> **Source information**

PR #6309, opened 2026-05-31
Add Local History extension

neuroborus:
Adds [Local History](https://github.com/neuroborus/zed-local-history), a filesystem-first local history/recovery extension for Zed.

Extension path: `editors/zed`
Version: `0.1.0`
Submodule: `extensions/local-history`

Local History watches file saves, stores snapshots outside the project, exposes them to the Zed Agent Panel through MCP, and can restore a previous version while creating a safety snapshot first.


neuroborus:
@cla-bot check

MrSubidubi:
...
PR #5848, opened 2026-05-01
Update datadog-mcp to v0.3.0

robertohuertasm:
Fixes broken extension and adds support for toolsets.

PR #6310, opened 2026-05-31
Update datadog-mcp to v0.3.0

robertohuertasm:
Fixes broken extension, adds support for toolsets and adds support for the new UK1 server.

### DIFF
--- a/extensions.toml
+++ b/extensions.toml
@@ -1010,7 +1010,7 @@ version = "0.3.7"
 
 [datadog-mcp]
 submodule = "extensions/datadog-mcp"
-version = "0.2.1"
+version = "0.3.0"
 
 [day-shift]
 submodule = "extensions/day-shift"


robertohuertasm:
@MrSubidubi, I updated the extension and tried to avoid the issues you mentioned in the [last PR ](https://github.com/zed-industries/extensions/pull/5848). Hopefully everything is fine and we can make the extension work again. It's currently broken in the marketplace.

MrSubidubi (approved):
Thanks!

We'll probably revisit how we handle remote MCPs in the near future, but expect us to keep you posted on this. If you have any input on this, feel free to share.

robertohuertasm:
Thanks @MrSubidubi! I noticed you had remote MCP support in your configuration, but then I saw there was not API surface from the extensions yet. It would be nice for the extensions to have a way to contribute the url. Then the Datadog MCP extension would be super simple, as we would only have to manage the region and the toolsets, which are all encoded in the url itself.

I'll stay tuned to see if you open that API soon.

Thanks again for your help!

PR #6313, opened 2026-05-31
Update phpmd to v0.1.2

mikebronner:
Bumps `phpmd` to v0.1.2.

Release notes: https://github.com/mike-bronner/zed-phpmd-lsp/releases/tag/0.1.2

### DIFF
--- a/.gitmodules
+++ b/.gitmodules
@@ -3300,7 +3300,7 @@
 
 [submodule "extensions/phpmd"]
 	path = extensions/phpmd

> **Exercise details**
Give back exactly the lines of the listing above that run from the line with "I'll stay tuned" to the line with "path = extensions/phpmd", inclusive.

> **Solution for this task**
I'll stay tuned to see if you open that API soon.

Thanks again for your help!

PR #6313, opened 2026-05-31
Update phpmd to v0.1.2

mikebronner:
Bumps `phpmd` to v0.1.2.

Release notes: https://github.com/mike-bronner/zed-phpmd-lsp/releases/tag/0.1.2

### DIFF
--- a/.gitmodules
+++ b/.gitmodules
@@ -3300,7 +3300,7 @@
 
 [submodule "extensions/phpmd"]
 	path = extensions/phpmd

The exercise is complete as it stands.